Un algorithme génétique est tout type de logiciel qui utilise la variation et la sélection pour produire une sortie adaptée à l’évolution. Cette sortie peut être un programme, une valeur ou même une image. L’algorithme génétique a besoin d’un processus pour générer de nouvelles variantes et rétroactions, ou critères de fitness, afin de déterminer les variantes à éliminer et celles à utiliser.
Par exemple, imaginez un algorithme génétique conçu pour créer des images d’insectes fictifs. La sortie initiale est simplement un méli-mélo de lignes connectées au hasard. Sur la base des commentaires des opérateurs humains, les images qui ne ressemblent en rien à des insectes sont éliminées et les variations futures ont tendance à ressembler de plus en plus à des insectes. Au fur et à mesure que les sorties deviennent plus finement réglées, elles commencent finalement à ressembler à des insectes.
L’algorithme génétique est souvent évoqué à propos d’Alife, ou vie artificielle, qui est l’étude d’organismes virtuels créés dans un ordinateur. Ces organismes virtuels vivent généralement sur une grille virtuelle, et parfois même se reproduisent les uns avec les autres et consomment des nutriments virtuels. Ces simulations Alife sont parfois utilisées pour étudier des formes de vie réelles ou pour faire évoluer des comportements partagés avec des formes de vie réelles. En créant nos propres environnements évolutifs artificiels à l’aide d’algorithmes génétiques, nous pouvons voir des types de vie qui n’existaient auparavant que dans l’imagination.

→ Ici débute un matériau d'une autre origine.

PR #8513, opened 2020-08-10
Lint/ShadowingOuterLocalVariable: clarify the ruby warning [doc]

chocolateboy:
Make it clear that ruby [no longer warns](https://docs.ruby-lang.org/en/2.6.0/NEWS.html#label-Language+changes) about variable shadowing:

> The “shadowing outer local variable” warning is removed. [Feature [#12490](https://bugs.ruby-lang.org/issues/12490)]


marcandre:
Thank you!

PR #8516, opened 2020-08-10
Add new `Style/RedundantSelfAssignment` cop

### LINKED ISSUE #8451: Cop idea: redudant self assignment
Since methods like `Array#concat` returns `self`:

```ruby
# bad
args = args.concat(ary)
self.foo = foo.concat(ary)

# good
args.concat(foo) # or
args += foo
foo.concat(ary) # or
self.foo += ary
```

Noticed [in our code](https://github.com/rubocop-hq/rubocop/blob/4943d5005b44c61973910b77adbb5fa42209bbfd/lib/rubocop/cop/mixin/check_line_breakable.rb#L174)

fatkodima:
Closes #8451


marcandre:
Thanks for this cop ♥️

docs/modules/ROOT/pages/cops_style.adoc
```diff
@@ -7899,6 +7899,46 @@ end
...
+
+[source,ruby]
+----
+# bad
+args = args.concat(ary)
+hash = hash.merge!(other)
+
+# good
+args.concat(foo)
+args += foo
```
bbatsov, line 7931: I think you forgot the bad example for this.

fatkodima: This and the previous line are both good examples for `args = args.concat(ary)` (couple of lines above)

bbatsov: Ah, my bad!

PR #8517, opened 2020-08-10
Handle to_h with block in Style/HashTransformKeys and Style/HashTransformValues

eugeneius:
Followup to https://github.com/rubocop-hq/rubocop/pull/7663.

Since Ruby 2.6, `Hash#to_h` accepts a block which is called with each pair and must return a key and value to include in the new hash: https://rubyreferences.github.io/rubychanges/2.6.html#to_h-with-a-block

If either the key or the value are always returned unchanged, using `Hash#transform_keys` or `Hash#transform_values` is faster and clearer.

This is similar to the existing logic that detects `map { ... }.to_h`.

-----------------

* [x] Added tests.

### DIFF
--- a/spec/rubocop/cop/style/hash_transform_values_spec.rb
+++ b/spec/rubocop/cop/style/hash_transform_values_spec.rb
@@ -133,4 +133,25 @@ RSpec.describe RuboCop::Cop::Style::HashTransformValues, :config do
       {a: 1, b: 2}.transform_values {|v| foo(v)}.to_h {|k, v| [v, k]}
     RUBY
   end
+
+  context 'when using Ruby 2.6 or newer', :ruby26 do
+    it 'flags _.to_h{...} when transform_values could be used' do
+      expect_offense(<<~RUBY)
+        x.to_h {|k, v| [k, foo(v)]}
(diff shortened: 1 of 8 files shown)


spec/rubocop/cop/style/hash_transform_values_spec.rb
```diff
@@ -81,6 +81,17 @@
     RUBY
   end
 
+  it 'flags _.to_h {...} when transform_values could be used' do
```
koic, line 84: I think it should necessary to detect it only for Ruby 2.6 or higher. It should not detected in Ruby 2.5 or lower.

```ruby
% ruby -v
ruby 2.5.8p224 (2020-03-31 revision 67882) [x86_64-darwin17]

% ruby -e "p({a: 1, b: 2, c: 3}.to_h { |k, v| [k, -v] })"
{:a=>1, :b=>2, :c=>3}

% ruby -e "p({a: 1, b: 2, c: 3}.transform_values { |v| -v })"
{:a=>-1, :b=>-2, :c=>-3}
```

eugeneius: Fixed, thanks @koic! 🙇

koic:
Good catch! Thanks @eugeneius!

PR #8523, opened 2020-08-11
[Fix #8499] Fix Style/IfUnlessModifier to prevent offense when first-line comment and code after end block

### LINKED ISSUE #8499: Wrong correction in Style/IfUnlessModifier with first-line comment and code after the end block on the same line
I think `Style/IfUnlessModifier` doesn't correctly handle the case when there is a first-line comment (right after the `if` keyword) AND some code right after the `end` keyword. If you correct this code with `rubocop -a` it would put the comment right after the `end` keyword, before the code that was there previously. This basically makes the code invalid after correction.

This probably can be better seen in the example below.

I think in such a case we should stop auto-correction because it's pretty non-deterministic: where would that comment should go? Did it belong to the if-end condition? In this case it should go right after it, before the next code. But that's impossible in a single-line modifier form, unless we use these `/* comments */` but we probably wouldn't want to do this, so better not to auto-correct.

I can provide a PR if it seems right.

--------

We have file `test.rb` with the following code:

```
[
  1, if foo # this is due to ...
       2
     end, 3
]
```

We run `rubocop test.rb --only Style/IfUnlessModifier -a`.

## Actual behavior

```
[
  1, (2 if foo) # this is due to ..., 3
]
```

## Expected behavior

Everything stays the same and no offense is given (I think it's the right way):
```
[
  1, if foo # this is due to ...
       2
     end, 3
]
```
or somehow it's fixed to
```
[
  1, (2 if foo), 3 # this is due to ...
]
```
but in this case the comment is in the wrong place, or it's fixed to
```
[
  1, (2 if foo) /* # this is due to ... */, 3 
]
```
but we probably don't want to use this syntax for comments.

## RuboCop version

0.89.0 (using Parser 2.7.1.4, rubocop-ast 0.2.0, running on ruby 2.5.1 x86_64-darwin18)

dmytro-savochkin:
Fixes #8499.

-----------------

* [x] Added tests.

### DIFF
--- a/CHANGELOG.md
+++ b/CHANGELOG.md
@@ -2,6 +2,10 @@
 
 ## master (unreleased)
 
+### Bug fixes
+
+* [#8499](https://github.com/rubocop-hq/rubocop/issues/8499): Fix `Style/IfUnlessModifier` and `Style/WhileUntilModifier` to prevent an offense if there are both first-line comment and code after `end` block. ([@dsavochkin][])
+
 ## 1.2.0 (2020-11-05)
 
 ### New features
--- a/docs/modules/ROOT/pages/cops_style.adoc
+++ b/docs/modules/ROOT/pages/cops_style.adoc
@@ -4485,14 +4485,18 @@ unless qux.empty?
   Foo.do_something
 end
 
-do_something_in_a_method_with_a_long_name(arg) if long_condition
+do_something_with_a_long_name(arg) if long_condition_that_prevents_code_fit_on_single_line
 
 # good
 do_stuff(bar) if condition
 Foo.do_something unless qux.empty?
 
-if long_condition
-  do_something_in_a_method_with_a_long_name(arg)
+if long_condition_that_prevents_code_fit_on_single_line
+  do_something_with_a_long_name(arg)
+end
+
+if short_condition # a long comment that makes it too long if it were just a single line
+  do_something
 end
 ----
 
@@ -11239,6 +11243,17 @@ end
 
 # good
 x += 1 until x > 10
+----
+
+[source,ruby]
+----
+# bad
+x += 100 while x < 500 # a long comment that makes code too long if it were a single line
+
+# good
+while x < 500 # a long comment that makes code too long if it were a single line
+  x += 100
+end
 ----
 
 === References
--- a/lib/rubocop/cop/mixin/statement_modifier.rb
+++ b/lib/rubocop/cop/mixin/statement_modifier.rb
@@ -19,7 +19,8 @@ module RuboCop
       def non_eligible_node?(node)
         node.modifier_form? ||
           node.nonempty_line_count > 3 ||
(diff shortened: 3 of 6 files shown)


marcandre:
I'd love to approve this PR, but there are many issues with `IfUnlessModifier` and `WhileUntilModifier`; ideally resolving this issue would be part of a bigger refactor. If you are not willing to tackle that, than the minimum acceptable is to add a corresponding test to `WhileUntilModifier`; for example the `first_line_comment` method in the module you are tweaking is redefined for `IfUnless` but not `WhileUntil`... I wish I had to time to look at all this myself.

dmytro-savochkin:
> I'd love to approve this PR, but there are many issues with `IfUnlessModifier` and `WhileUntilModifier`; ideally resolving this issue would be part of a bigger refactor. If you are not willing to tackle that, than the minimum acceptable is to add a corresponding test to `WhileUntilModifier`; for example the `first_line_comment` method in the module you are tweaking is redefined for `IfUnless` but not `WhileUntil`... I wish I had to time to look at all this myself.

Well, actually I was thinking about handling `WhileUntilModifier` too. But later, not in this ticket.

And to be honest, I don't really think `IfUnlessModifier` and `WhileUntilModifier` are that much similar. They differ in the fact that `if/unless` constructs return something meaningful while `while/until` always return nil. Because of that people use `if` in assignment, in arrays, in hashes, etc, while no one usually uses `while` like that
```
[
  1, while foo # this is due to ...
       do_something
     end, 3
]
```

because what for? It would just return nil, no matter what happens inside the loop.

But still, I agree that something must be done with `WhileUntilModifier`, but definitely not in this PR. That's why there is a separate issue for that problem: https://github.com/rubocop-hq/rubocop/issues/8281.

marcandre:
> It would just return nil, no matter what happens inside the loop.

That is a good point, but not completely accurate... `while true; break 42; end` returns 42.


Sorry if I wasn't clear: this PR is probably fine as is, but without a corresponding test in `WhileUntilModifier`, it's difficult for me to see the effect of the change on the module it shares, especially since they don't share the implementation of `first_line_comment` (which seems like a code smell).

dmytro-savochkin:
> That is a good point, but not completely accurate... `while true; break 42; end` returns 42.
> 
> Sorry if I wasn't clear: this PR is probably fine as is, but without a corresponding test in `WhileUntilModifier`, it's difficult for me to see the effect of the change on the module it shares, especially since they don't share the implementation of `first_line_comment` (which seems like a code smell).

Ah, got it now. Updating the code.

dmytro-savochkin:
@marcandre 
Is there any chance this PR can be approved? :)

bbatsov:
@dmytro-savochkin I'm fine with the proposed change. It'd be nice if you updated the cop examples, so it's clear to users we're taking the comments into account.

dmytro-savochkin:
@bbatsov, updated the examples.

bbatsov:
Thanks!

PR #9847, opened 2021-06-02
[Fix #9843] Fix `Style/RedundantSelf` to allow conditional nodes to use `self` in the condition when a variable named is shadowed inside

### LINKED ISSUE #9843: wrong detection of Style/RedundantSelf
Rubocop incorrectly detects a case of `Style/RedundantSelf` in the following example:
~~~ruby
def foo
  bar = self.bar if self.bar
  bar
end
~~~

--------

## Expected behavior

Should not falsely detect `Style/RedundantSelf` in the provided example.

## Actual behavior

When running with `rubocop -a` it "fixes" it to the following:

~~~ruby
def foo
  bar = self.bar if bar
  bar
end
~~~

This is incorrect, as the value of `bar` in this case will always be `nil` regardless of `self.bar`

~~~
For /private/tmp/rubocop: Default configuration from /Users/vitaly/.asdf/installs/ruby/2.6.5/lib/ruby/gems/2.6.0/gems/rubocop-1.16.0/config/default.yml
Inspecting 1 file
Scanning /private/tmp/rubocop/bar.rb
C

Offenses:

bar.rb:1:1: C: [Correctable] Style/FrozenStringLiteralComment: Missing frozen string literal comment.
def foo
^
bar.rb:2:21: C: [Corrected] Style/RedundantSelf: Redundant self detected.
  bar = self.bar if self.bar
                    ^^^^^^^^

1 file inspected, 2 offenses detected, 1 offense corrected, 1 more offense can be corrected with `rubocop -A`
Finished in 0.12974799999210518 seconds
~~~

Create a file `foo.rb` with the following content:
~~~ruby
def foo
  bar = self.bar if self.bar
  bar
end
~~~

Run `rubocop -a foo.rb`

It should not remove `self` after `if`

## RuboCop version

```
$ rubocop -V
1.16.0 (using Parser 3.0.1.1, rubocop-ast 1.7.0, running on ruby 2.6.5 x86_64-darwin19)
```

dvandersluis:
Previously, `Style/RedundantSelf` registered false positives when a condition used `self` to avoid shadowing a local variable:

```ruby
a = self.a if self.a
```

This was because the condition was not correlated to the lvar assign because they happen at different times. This is now fixed so `if`, `unless`, `while` and `until` nodes are covered.

Fixes #9843.

-----------------

* [x] Added tests.

### DIFF
--- a/changelog/fix_fix_styleredundantself_to_allow.md
+++ b/changelog/fix_fix_styleredundantself_to_allow.md
@@ -1,0 +1,1 @@
+* [#9843](https://github.com/rubocop/rubocop/issues/9843): Fix `Style/RedundantSelf` to allow conditional nodes to use `self` in the condition when a variable named is shadowed inside. ([@dvandersluis][])
--- a/lib/rubocop/cop/style/redundant_self.rb
+++ b/lib/rubocop/cop/style/redundant_self.rb
@@ -92,7 +92,7 @@ module RuboCop
 
         def on_masgn(node)
           lhs, rhs = *node
-          lhs.children.each { |child| add_lhs_to_local_variables_scopes(rhs, child.to_a.first) }
+          add_masgn_lhs_variables(rhs, lhs)
         end
 
         def on_lvasgn(node)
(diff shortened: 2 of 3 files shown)


dvandersluis:
Failing CI seems like a false negative.

koic:
This looks good! Thank you for catching up with `while`, `until`, and `masgn` cases!

PR #9854, opened 2021-06-05
Allow braced numeric block calls in Style/MethodCallWithArgsParentheses

gsamokovarov:
This is yet another fix for the `omit_parentheses` style of the
`Style/MethodCallWithArgsParentheses` cop. We're issuing offenses for
braced `numblock` calls:

```ruby
updated_ids = Set.new(items_to_update) { _1.remote_id.to_s }
                     ^^^^^^^^^^^^^^^^^ Omit parentheses for method calls with arguments.
```

Removing the parens leads to code that doesn't compile so this is not good.

Numeric block have their own AST node type:

```
-> ruby-parse -e "Set.new(items_to_update) { _1.remote_id }"
(numblock
  (send
    (const nil :Set) :new
    (send nil :items_to_update)) 1
  (send
    (lvar :_1) :remote_id))
```

vs

```
-> ruby-parse -e "Set.new(items_to_update) { |it| it.remote_id }"
(block
  (send
    (const nil :Set) :new
    (send nil :items_to_update))
  (args
    (procarg0
      (arg :it)))
  (send
    (lvar :it) :remote_id))
```

Send nodes can be queried for their block if given with `#block_node`,
however, the `numblock`s don't get recognized as such. Our check for braced
block calls used to rely on it:

https://github.com/rubocop/rubocop-ast/blob/master/lib/rubocop/ast/node/mixin/method_dispatch_node.rb#L35-L37
https://github.com/rubocop/rubocop-ast/blob/master/lib/rubocop/ast/node/mixin/method_dispatch_node.rb#L156-L158

I'm changing the implementation to work around this issue and recognize
`numblock` braced calls, but we may consider moving the fix to
`rubocop-ast` as well.

### DIFF
--- a/spec/rubocop/cop/style/method_call_with_args_parentheses_spec.rb
+++ b/spec/rubocop/cop/style/method_call_with_args_parentheses_spec.rb
@@ -404,6 +404,14 @@ RSpec.describe RuboCop::Cop::Style::MethodCallWithArgsParentheses, :config do
       end
     end
 
+    context 'numbered parameters in 2.7', :ruby27 do
+      it 'accepts parens for braced numeric block calls' do
+        expect_no_offenses(<<~RUBY)
+          numblock.call(:arg) { _1 }
+        RUBY
+      end
+    end
+
     it 'register an offense for parens in method call without args' do
       trailing_whitespace = ' '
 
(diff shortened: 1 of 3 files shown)


dvandersluis (approved):

spec/rubocop/cop/style/method_call_with_args_parentheses_spec.rb
```diff
@@ -404,6 +404,14 @@ def method_missing(name, ...)
       end
     end
 
+    context 'numeric blocks in 2.7', :ruby27 do
```
koic, line 407: That's my two cents. The canonical name "numbered parameters" instead of "numeric blocks" may be better.

```suggestion
    context 'numbered parameters in 2.7', :ruby27 do
```

koic:
Thank you, Genadi!

PR #9859, opened 2021-06-08
configuration: * seems to bind before `; escape it

danbernier:
Text rendered, before:

> This affects cops that have customisable paths: if the default is db/migrate/.rb, and the cop is enabled in db/migrate/.rubocop.yml, the path will need to be explicitly set as .rb, as the default will look for db/migrate/db/migrate/*.rb. This is unlikely to be what you wanted.

image

After:

> This affects cops that have customisable paths: if the default is db/migrate/*.rb, and the cop is enabled in db/migrate/.rubocop.yml, the path will need to be explicitly set as *.rb, as the default will look for db/migrate/db/migrate/*.rb. This is unlikely to be what you wanted.


dvandersluis (approved):
Great, thanks!

PR #9863, opened 2021-06-09
Fix orphaned changelog file

dvandersluis:
This changelog file ended up in the root directory instead of `changelog/` so it didn't get merged in.


bbatsov:
Nice catch!

PR #9883, opened 2021-06-20
[Fix #7592] Line end concatenation indentation cop

### LINKED ISSUE #7592: Layout/MultilineOperationIndentation is missing some cases
Layout/MultilineOperationIndentation is missing cases when `\` is used as string concatenation.

```ruby
# 1.rb
puts 'a' +
'b'

puts 'a' \
'b'

puts "#{1}" \
'b'

puts 'a' \
"#{2}"

puts "#{1}" \
"#{2}"
```

--------

## Expected behavior

All the offences are detected.

## Actual behavior

Only the first statement is detected as offensive.

```
1.rb:2:1: C: Layout/MultilineOperationIndentation: Align the operands of an expression spanning multiple lines.
'b'
^^^
```

```sh
rubocop --only Layout/MultilineOperationIndentation 1.rb
```

## RuboCop version

```
$ [bundle exec] rubocop -V
0.78.0 (using Parser 2.6.5.0, running on ruby 2.5.5 x86_64-darwin18)
```

jonas054:
The cop `Layout/MultilineOperationIndentation` doesn't view the backslash as an operator, which is correct. Therefore, a new cop is needed to inspect character literals broken up into multiple lines with backslashes at the ends of the lines.
    
The new cop deals exclusively with string literals, not any other constructs where backslashes might be used to "glue" lines together.


bbatsov:
Good work! One can argue that often a more suitable correction would be a heredoc, but the cop's definitely a step in the right direction (consistency).

bquorning:
This PR fixes part 2 of #6420, thank you 🥇 

I actually mentioned @jonas054 on that issue, because I knew he’d be a good candidate to tackle those problems. I don’t know if the other parts of that issue are possible to fix, given the limitations of Parser.

PR #9893, opened 2021-06-29
Allow the term "Mastercard"

coorasse:
The new cop marks the term "Mastercard" as offensive.

Although they should rename the company to Maincard, that's not going to happen soon.

This PR allows the term Mastercard by default.

### DIFF
--- a/config/default.yml
+++ b/config/default.yml
@@ -2561,6 +2561,7 @@ Naming/InclusiveLanguage:
       AllowedRegex:
         - 'Master of None'
         - 'Master Boot Record'
+        - 'Mastercard'        
     slave:
       Suggestions: ['replica', 'secondary', 'follower']
 


darmenise:
image

😱

schmijos:
2021-06-29 at 09 18

bbatsov:
Hmm, this seems like a bug in the cop as I don't think that it should target `master` as part of a word. And yeah - the cop's a bit controversial, so we may end up disabling it by default, based on the feedback we receive from our users.

bbatsov:
//cc @tjwp - is looking for the problematic terms as part of another word a feature or bug from your perspective? To me it seems like a bug.

ShockwaveNN:
> And yeah - the cop's a bit controversial, so we may end up disabling it by default, based on the feedback we receive from our users.

You got mine :)

https://github.com/rubocop/rubocop/issues/9895

tjwp:
> //cc @tjwp - is looking for the problematic terms as part of another word a feature or bug from your perspective? To me it seems like a bug.

For my part this was intentional behavior and there was a test included to document that matching part of a word is expected: https://github.com/rubocop/rubocop/blob/master/spec/rubocop/cop/naming/inclusive_language_spec.rb#L24-L30

I think it makes sense to add an exclusion for `Mastercard`.

I'd also be onboard with disabling this cop by default and letting users provide the configuration that works for them.

bbatsov:
@tjwp Got it. Might be a good idea to add some option like `ExactMatch` or something along those lines.

bbatsov:
We've cut a new release with a more permissive configuration for the cop. It shouldn't be noisy for anyone at this point.

PR #9896, opened 2021-06-29
[Fix #9895] Disable `Naming/InclusiveLanguage` by default

### LINKED ISSUE #9895: Do we really need `Naming/InclusiveLanguage` enabled by default?
I think this cop should be disable by default, because there is a lot of github repos that still using `master` as default branch and any code that works with those repo will be flagged

## Actual behavior

1. Run rubocop on this pseudo-code

```
# frozen_string_literal: true

def repo_fetcher(repo, branch)
  p "I fetch #{repo} from #{branch}"
end

repo_fetcher('github.com/org/repo-with-master', 'master')
```
2. rubocop test.rb

```
Inspecting 1 file
C

Offenses:

test.rb:7:40: C: Naming/InclusiveLanguage: Consider replacing problematic term 'master' with 'main', 'primary', or 'leader'.
repo_fetcher('github.com/org/repo-with-master', 'master')
                                       ^^^^^^
test.rb:7:50: C: Naming/InclusiveLanguage: Consider replacing problematic term 'master' with 'main', 'primary', or 'leader'.
repo_fetcher('github.com/org/repo-with-master', 'master')
```

## RuboCop version

```
$ [bundle exec] rubocop -V
1.18.0 (using Parser 3.0.1.1, rubocop-ast 1.7.0, running on ruby 2.7.3 x86_64-linux)
```

koic:
Fixes #9895 and follow up https://github.com/rubocop/rubocop/pull/9893#issuecomment-870343243.

This PR disables `Naming/InclusiveLanguage` by default because it has an unexpectedly impact for many users who give feedback.

-----------------

* [ ] Added tests.

### DIFF
--- a/.rubocop.yml
+++ b/.rubocop.yml
@@ -100,19 +100,6 @@ Metrics/ModuleLength:
 Naming/InclusiveLanguage:
   Exclude:
     - lib/rubocop/cop/naming/inclusive_language.rb
-    - spec/rubocop/cop/naming/inclusive_language_spec.rb
-  FlaggedTerms:
-    whitelist:
-      Suggestions:
-        - allowlist
-    blacklist:
-      Suggestions:
-        - denylist
-    master:
-      AllowedRegex:
-        - 'blob/master/'
-        - 'master \(unreleased\)'
-        - !ruby/regexp "/ENV\\['RUBOCOP_VERSION'\\] == 'master'/"
 
 RSpec/FilePath:
   Exclude:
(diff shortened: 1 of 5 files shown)


bbatsov:
Either this or just disabling the checking of string literals, which I think is the real problem. I'm reasonably certain this won't generate much noise for identifier names and file names. 

In hindsight - it doesn't make much sense for a cop focused on naming to check string literals, as their contents are text, not names. I should have thought of this a bit earlier. :D

bbatsov:
We might also remove `master` from the defaults, although I doubt anyone names identiers `master`. :D

tjwp:
As the author of this cop, I want to endorse that I'm in support of disabling by default. I think this is a useful tool to put in user's hands but don't want to force it or a specific configuration on anyone.

koic:
@bbatsov Sure! I agree with your suggestions! I updated this PR to set `CheckStrings: false` and remove `master` from `FlaggedTerms` for `Naming/InclusiveLanguage`. I think these updates can reduce an unexpectedly impact for users much smaller. So, I reverted the cop's status to pending.

dvandersluis:
I agree with making the default configuration more permissive if this cop is going to be enabled by default. It'd be good to have an exhaustive example of how to configure the cop in the docs though so that people could, for example, just apply the original configuration if they are so inclined.

PR #9899, opened 2021-06-30
[Fix #9890] Make Colon After Comment Annotation Configurable

### LINKED ISSUE #9890: Make enforcement of colon after comment annotation configurable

Dans une simulation Alife, les « organismes » ne sont que des pixels éclairés, qui influencent les pixels qui les entourent selon que les pixels adjacents sont éclairés ou non. Étonnamment, les interactions entre ces organismes peuvent créer des effets complexes de haut niveau que personne n’aurait pu prédire en examinant les composants de bas niveau.
Parce que les algorithmes génétiques peuvent explorer de grandes parties de l’espace de recherche pour un problème particulier, ils peuvent donner des solutions que les opérateurs humains n’auraient jamais imaginées. L’inconvénient de ces programmes est que pour les problèmes avec un très grand espace de recherche, le nombre de solutions possibles peut être énorme. Par conséquent, le système peut être gourmand en calculs. En unissant la puissance de la pensée humaine au caractère aléatoire de recherche et de test brut des algorithmes génétiques, nous pouvons créer de nouvelles solutions uniques aux problèmes de la biologie, de l’ingénierie, des mathématiques et d’autres domaines.